The banquet held all these elements of Eden. The Hotel MacDonald, overlooking the Edmonton river valley, was pristinely predisposed towards perspectives of paradise. It was why the original builders had chosen its location, though they would not have known that. When Andrew and Silke went to grab a breath of air on the stone balcony, they sensed the absence of the Garden in the presence of the tableau before them, the sun's setting colors reflecting off the waters of the North Saskatchewan River, playing fiery highlights off the dark greens of the trees with their Spring growth filling in the spaces between their branches. They experienced it in each other, having found another to delight in, not to simply reflect back adoration, but someone who could help the other cease to be simply individual, and start becoming a unity. It began, as it always did, with the surface of things; it was too soon for deep to call to deep, and so the way her hair caught the light of the sunset, or how her eyes sparkled when she laughed. The supple tone of her arms. The thrill of brushing up against her.
But the night itself would have held an element of Eden even if they had not been lost in each other. The conversations held between beings from other spaces, and other times. The surreality of standing with Borges, the elder treating the younger not as student but colleague, questions and answers traded equally, and Andrew suddenly finding himself taking issue with something Borges had put forward. An eyebrow arching above the blind eye, and the old man smiling wryly. Andrew graciously thanking him for such animated debate, and stepping away with Silke. Spotting Jack across the room, and realizing again who the older man was.

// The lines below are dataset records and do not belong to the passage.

PR #8529, opened 2024-10-09
feat: deleting project members

etorreborre:
This PR:

- Deletes all the members of a project before deleting the project itself. 
- Adds an endpoint to delete all the members of a project at once, instead of one by one, in order to speed up the deletion. This endpoint is not yet used, we need first to deploy it on Authority nodes.
- Simplifies the passing of a project name for member commands. Instead of having to pass `--to /project/<project name>`, where the only type of route that can be passed to `--to` is only `/project/<project name>`, we now pass directly `--project-name <project name>`.


polvorin (dismissed):
`Deletes all the members of a project before deleting the project itself.`  this part should be removed, as just add to confusion.

polvorin (approved):

adrianbenavides (approved):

"I can't believe it took me so long to realize who you three were," Andrew said.
Jack chuckled. "You actually mentioned something I wrote from The Magician's Nephew when we were having a teaching time, and I really had to bite my tongue to keep from saying something."
"Why didn't you?"
"Because it would have changed everything too soon," Jack replied. "If you'd thought of me as 'C.S. Lewis' the great writer, you couldn't have thought of me as Jack, a friend who had done what you are doing once upon a time."
Andrew nodded. "I have an odd question to ask then."
"On the balcony outside," Jack said. "If you're going to be asking odd questions, I'd like to have a cigarette in hand: in the eventuality I have any hard thinking to do."
As they turned to head towards the balcony, there was an explosion of light and sound which invaded their senses. Andrew felt overwhelmed by it, like being at a concert in front of the speakers and being blinded by the glare of lights all at once. And as his mind processed the experience, he was aware of a certain musical quality to the explosion, underneath the riot of color and noise.
Spots still in his eyes, Andrew tried to look about the room to determine the source of the commotion. As his gaze fell upon a figure dressed all in white, standing at the entrance to the hall, he heard Jack swear, and whisper a name under his breath.